The Object Detection - Custom node is implemented as a subclass of the CalcNode base class. It overrides the evalImplementation method to perform the object detection.
  • The node reads the input image from the input socket.
  • The custom object detection model is initialized using the provided weight file, config file, and class file.
  • The selected object classes for detection are obtained from the table view.
  • The object detection model is applied to the input image, and the results are obtained.
  • The processed image with the object detection results, along with the count, locations, sizes, and class labels of the detected objects, is returned.

Usage

  1. 1.
    Drag and drop the Object Detection - Custom node from the node library onto the canvas in AugeLab Studio.
  2. 2.
    Connect the input image to the Image input socket of the Object Detection - Custom node.
  3. 3.
    Click the "Open Weight File" button and select the weight file for the custom object detection model.
  4. 4.
    Click the "Open Config File" button and select the config file for the custom object detection model.
  5. 5.
    Click the "Open Class File" button and select the class file for the custom object detection model.
  6. 6.
    Check the checkboxes next to the desired classes in the table view to select them for detection.
  7. 7.
    Configure the confidence threshold using the slider.
  8. 8.
    The output sockets provide the following information:
    • Processed Image: View the input image with the object detection results visualized.

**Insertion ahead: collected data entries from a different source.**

PR #447, opened 2021-09-21
[PF-992] Fix email extraction to call Sam when needed

zloery:
A previous change replaced a call to `getEmailFromToken` with `getRequestUserEmail`, which have subtly different (and poorly documented) differences in behavior around reading an email from a `AuthenticatedUserRequest` object directly vs. calling Sam. This is an important difference when making requests as a pet service account, as the userRequest will contain the pet's email but Sam will return the owner's email.
I've renamed the methods here to be clearer and added additional documentation. In order not to break the Azure POC changes from #440, I've also changed the interface of `getEmailFromSam` to take an `AuthenticatedUserRequest` instead of a token directly.

### DIFF
--- a/service/src/main/java/bio/terra/workspace/app/controller/ControlledGcpResourceApiController.java
+++ b/service/src/main/java/bio/terra/workspace/app/controller/ControlledGcpResourceApiController.java
@@ -549,7 +549,8 @@ public class ControlledGcpResourceApiController implements ControlledGcpResource
         .orElseGet(
             () ->
                 SamRethrow.onInterrupted(
-                    () -> samService.getEmailFromRequestOrSam(userRequest), "getRequestUserEmail"));
+                    () -> samService.getEmailFromRequestOrSam(userRequest),
+                    "getEmailFromRequestOrSam"));
   }
 
   /**
--- a/service/src/main/java/bio/terra/workspace/app/controller/ControlledGcpResourceApiController.java
+++ b/service/src/main/java/bio/terra/workspace/app/controller/ControlledGcpResourceApiController.java
@@ -549,7 +549,7 @@ public class ControlledGcpResourceApiController implements ControlledGcpResource
         .orElseGet(
             () ->
                 SamRethrow.onInterrupted(
-                    () -> samService.getRequestUserEmail(userRequest), "getRequestUserEmail"));
+                    () -> samService.getEmailFromRequestOrSam(userRequest), "getRequestUserEmail"));
   }
 
   /**
--- a/service/src/main/java/bio/terra/workspace/service/iam/SamService.java
+++ b/service/src/main/java/bio/terra/workspace/service/iam/SamService.java
@@ -108,22 +108,17 @@ public class SamService {
    */
   public String getEmailFromRequestOrSam(AuthenticatedUserRequest userRequest)
       throws InterruptedException {
-    Optional<String> emailMaybe = Optional.ofNullable(userRequest.getEmail());
-    if (emailMaybe.isPresent()) {
-      return emailMaybe.get();
-    } else {
-      return getEmailFromSam(userRequest);
-    }
+    return Optional.ofNullable(userRequest.getEmail()).orElse(getUserEmailFromSam(userRequest));
   }
 
   /**
-   * Fetch the email associated with user credentials directly from Sam. Unlike
-   * {@code getRequestUserEmail}, this will always call Sam to fetch an email and will never read
-   * it from the AuthenticatedUserRequest. This is important for calls made by pet service accounts,
-   * which will have a pet email in the AuthenticatedUserRequest, but Sam will return the owner's
-   * email.
-   * */
-  public String getEmailFromSam(AuthenticatedUserRequest userRequest) throws InterruptedException {
+   * Fetch the email associated with user credentials directly from Sam. Unlike {@code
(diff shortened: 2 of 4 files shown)


ddietterich (approved):
LGTM - I wish it didn't work this way, but...

service/src/main/java/bio/terra/workspace/app/controller/ControlledGcpResourceApiController.java
```diff
@@ -549,7 +549,7 @@ private String assignedUserFromBodyOrToken(
         .orElseGet(
             () ->
                 SamRethrow.onInterrupted(
-                    () -> samService.getRequestUserEmail(userRequest), "getRequestUserEmail"));
+                    () -> samService.getEmailFromRequestOrSam(userRequest), "getRequestUserEmail"));
```
jaycarlton, line 552: change the description string to `getEmailFromRequestOrSam`

service/src/main/java/bio/terra/workspace/service/iam/SamService.java
```diff
@@ -106,13 +106,29 @@ public String getWsmServiceAccountToken() throws IOException {
...
+  }
+
+  /**
+   * Fetch the email associated with user credentials directly from Sam. Unlike
+   * {@code getRequestUserEmail}, this will always call Sam to fetch an email and will never read
+   * it from the AuthenticatedUserRequest. This is important for calls made by pet service accounts,
+   * which will have a pet email in the AuthenticatedUserRequest, but Sam will return the owner's
+   * email.
+   * */
+  public String getEmailFromSam(AuthenticatedUserRequest userRequest) throws InterruptedException {
```
jaycarlton, line 126: maybe `getUserEmailFromSam()`. It kinda seems redundant on the `SamService` to have to say `fromSam` but I agree it's a necessary evil.

service/src/main/java/bio/terra/workspace/service/iam/SamService.java
```diff
@@ -185,9 +201,7 @@ public void createWorkspaceWithDefaults(AuthenticatedUserRequest userRequest, UU
     // Sam will throw an error if no owner is specified, so the caller's email is required. It can
     // be looked up using the auth token if that's all the caller provides.
     String callerEmail =
-        userRequest.getEmail() == null
-            ? getEmailFromToken(userRequest.getRequiredToken())
-            : userRequest.getEmail();
+        userRequest.getEmail() == null ? getEmailFromSam(userRequest) : userRequest.getEmail();
```
jaycarlton, line 204: I'd use `Optional.ofNullable(userRequest.getEmail()).orElseGet(() -> getEmailFromSam(userRequest))`

service/src/main/java/bio/terra/workspace/service/iam/SamService.java
```diff
@@ -106,13 +106,29 @@ public String getWsmServiceAccountToken() throws IOException {
    * @param userRequest - request object for this user
    * @return - email address of user
    */
-  public String getRequestUserEmail(AuthenticatedUserRequest userRequest)
+  public String getEmailFromRequestOrSam(AuthenticatedUserRequest userRequest)
       throws InterruptedException {
     Optional<String> emailMaybe = Optional.ofNullable(userRequest.getEmail());
```
jaycarlton, line 111: Can we (in a separate PR) make this getter return `Optional<String>`? Same question for the subject ID.

service/src/main/java/bio/terra/workspace/service/iam/SamService.java
```diff
@@ -106,13 +106,29 @@ public String getWsmServiceAccountToken() throws IOException {
...
     if (emailMaybe.isPresent()) {
```
jaycarlton, line 112: just `return emailMaybe.orElseGet(() -> getEmailFromSam(userRequest));`. You should rarely need to call `get()` directly. IJ should have an auto-fix hint for it.

service/src/main/java/bio/terra/workspace/service/iam/SamService.java
```diff
@@ -828,7 +842,9 @@ public Boolean status() {
   private void addWsmResourceOwnerPolicy(CreateResourceRequestV2 request)
       throws InterruptedException {
     try {
-      String wsmSaEmail = getEmailFromToken(getWsmServiceAccountToken());
+      AuthenticatedUserRequest wsmRequest =
+          new AuthenticatedUserRequest().token(Optional.of(getWsmServiceAccountToken()));
```
jaycarlton, line 846: likewise (separately), we should change this signature not to take in an `Optional`, per the java guide.

jaycarlton (approved):
Thank you for these improvements. There are still many smells here, and no shortage of footguns, but at least we know which fetcher uses the getter now.

service/src/main/java/bio/terra/workspace/service/iam/SamService.java
zloery: Tracking in PF-1001. Agreed that should be a separate PR, I think it would have a lot of small changes scattered across the codebase

service/src/main/java/bio/terra/workspace/service/iam/SamService.java
zloery: PF-1001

    • Object Count: Get the total number of objects detected.
    • Object Locations: Get the coordinates of the bounding boxes around the detected objects.

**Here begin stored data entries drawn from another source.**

PR #450, opened 2021-09-21
[no ticket] Fix reference to CloneWorkspaceRequest

cbookg:


jaycarlton (approved):
Interesting. I wonder how that worked. In general, OpenAPI mistakes seem to get silently ignored, so it's good to have a fresh set of eyes and tooling on this.

ddietterich (approved):
lgtm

    • Object Sizes (w, h): Get the width and height of the bounding boxes around the detected objects.
    • Object Class: Get the class labels of the detected objects.
  9. 9.
    Connect the output sockets to other nodes for further processing or analysis.
  10. 10.
    Continue building your pipeline by connecting other nodes as needed.

Notes

  • The Object Detection - Custom node applies a custom object detection model to identify and localize objects in an image.

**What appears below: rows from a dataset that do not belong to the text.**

PR #451, opened 2021-09-22
[no ticket] Use Human email instead of pet email

jaycarlton:
When calling WSM's clone endpoint with a pet SA (to get around the lack of a `cloud_platform` scope for human users), we ran into a problem wherein the proxy was populating the `AuthenticatedUserRequest`'s email field with the pet SA's email address. When we used that email address to assign ownership of a new workspace, it turned out that Sam doesn't recognize the user's email or token when we later check access against that email address.

@zloery discovered some other endpoints in Sam that behave in unexpected ways with the pet SA email address. For example, we can't add a pet as a workspace member via their email address, and a pet can't delete a workspace it created with its email address.

The solution for the immediate problem in getting the CLI's CloneWorkspace test to run is simple: just ask Sam for the "real boy" email and use that instead of defaulting to the proxy-populated value in the `AuthenticaedUserRequest`.

### DIFF
--- a/service/src/main/java/bio/terra/workspace/service/iam/SamService.java
+++ b/service/src/main/java/bio/terra/workspace/service/iam/SamService.java
@@ -108,22 +108,17 @@ public class SamService {
    */
   public String getEmailFromRequestOrSam(AuthenticatedUserRequest userRequest)
       throws InterruptedException {
-    Optional<String> emailMaybe = Optional.ofNullable(userRequest.getEmail());
-    if (emailMaybe.isPresent()) {
-      return emailMaybe.get();
-    } else {
-      return getEmailFromSam(userRequest);
-    }
+    return Optional.ofNullable(userRequest.getEmail()).orElse(getUserEmailFromSam(userRequest));
   }
 
   /**
-   * Fetch the email associated with user credentials directly from Sam. Unlike
-   * {@code getRequestUserEmail}, this will always call Sam to fetch an email and will never read
-   * it from the AuthenticatedUserRequest. This is important for calls made by pet service accounts,
-   * which will have a pet email in the AuthenticatedUserRequest, but Sam will return the owner's
-   * email.
-   * */
-  public String getEmailFromSam(AuthenticatedUserRequest userRequest) throws InterruptedException {
+   * Fetch the email associated with user credentials directly from Sam. Unlike {@code
+   * getRequestUserEmail}, this will always call Sam to fetch an email and will never read it from
+   * the AuthenticatedUserRequest. This is important for calls made by pet service accounts, which
+   * will have a pet email in the AuthenticatedUserRequest, but Sam will return the owner's email.
+   */
+  public String getUserEmailFromSam(AuthenticatedUserRequest userRequest)
+      throws InterruptedException {
     UsersApi usersApi = samUsersApi(userRequest.getRequiredToken());
     try {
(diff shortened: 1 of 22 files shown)


service/src/main/java/bio/terra/workspace/service/iam/SamService.java
```diff
@@ -195,12 +195,16 @@ public void createWorkspaceWithDefaults(AuthenticatedUserRequest userRequest, UU
     ResourcesApi resourceApi = samResourcesApi(userRequest.getRequiredToken());
     // Sam will throw an error if no owner is specified, so the caller's email is required. It can
     // be looked up using the auth token if that's all the caller provides.
-    String callerEmail =
-        Optional.ofNullable(userRequest.getEmail()).orElse(getUserEmailFromSam(userRequest));
+
+    // If we called WSM as the pet SA and went through the proxy, this becomes the pet SA's email if
+    // we use the pet email. That caused an issue where the human user wasn't recognized on the
```
zloery, line 200: nit: "if we use the request email"?

service/src/main/java/bio/terra/workspace/service/iam/SamService.java
```diff
@@ -195,12 +195,16 @@ public void createWorkspaceWithDefaults(AuthenticatedUserRequest userRequest, UU
...
+    // workspace.
+
+    String humanUserEmail = getUserEmailFromSam(userRequest);
     CreateResourceRequestV2 workspaceRequest =
         new CreateResourceRequestV2()
             .resourceId(id.toString())
-            .policies(defaultWorkspacePolicies(callerEmail));
+            .policies(defaultWorkspacePolicies(humanUserEmail));
```
marikomedlock, line 207: Are there other places WSM sets an email as a SAM resource owner? I was thinking of maybe controlled resources. But not sure if this applies to child resources also.

zloery (changes requested):
Sorry to expand the scope of this PR, but could you also change all the other call sites of `getEmailFromRequestOrSam` (which does the same thing as the `Optional` here)  to use `getUserEmailFromSam`? As-is, I think we'll hit this same bug in a few other places (e.g. assigning roles on private resources directly to pets, and then users won't have access)

service/src/main/java/bio/terra/workspace/service/iam/SamService.java
jaycarlton: For controlled resources, the parent is the fully qualified workspace ID. In `bio.terra.workspace.service.iam.SamService#createControlledResource`, the Api is created from the user associated with the token in the user request.  For private resources, I've changed it to use the user email from Sam instead of the request email.

marikomedlock (approved):

service/src/main/java/bio/terra/workspace/service/iam/SamService.java
```diff
@@ -679,7 +666,7 @@ public void createControlledResource(
     // Set up the master OWNER user in Sam for all controlled resources, if it's not already.
     initializeWsmServiceAccount();
     ResourcesApi resourceApi = samResourcesApi(userRequest.getRequiredToken());
-    FullyQualifiedResourceId workspaceParentFqId =
+    FullyQualifiedResourceId  workspaceParentFqId =
```
zloery, line 669: nit: remove double space

zloery (approved):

  • The weight file, config file, and class file for the custom object detection model must be provided.
  • The node allows you to select the desired object classes for detection using the table view.
  • The confidence threshold can be adjusted to control the sensitivity of the object detection. Higher values result in stricter detection.
  • The Object Detection - Custom node provides both the processed image with the object detection results and additional information about the detected objects.
  • Use the outputs of the Object Detection - Custom node to perform further analysis or visualization, or as input for other nodes in the pipeline.
  • Consider combining the Object Detection - Custom node with other nodes to create a more comprehensive AI application or analysis pipeline.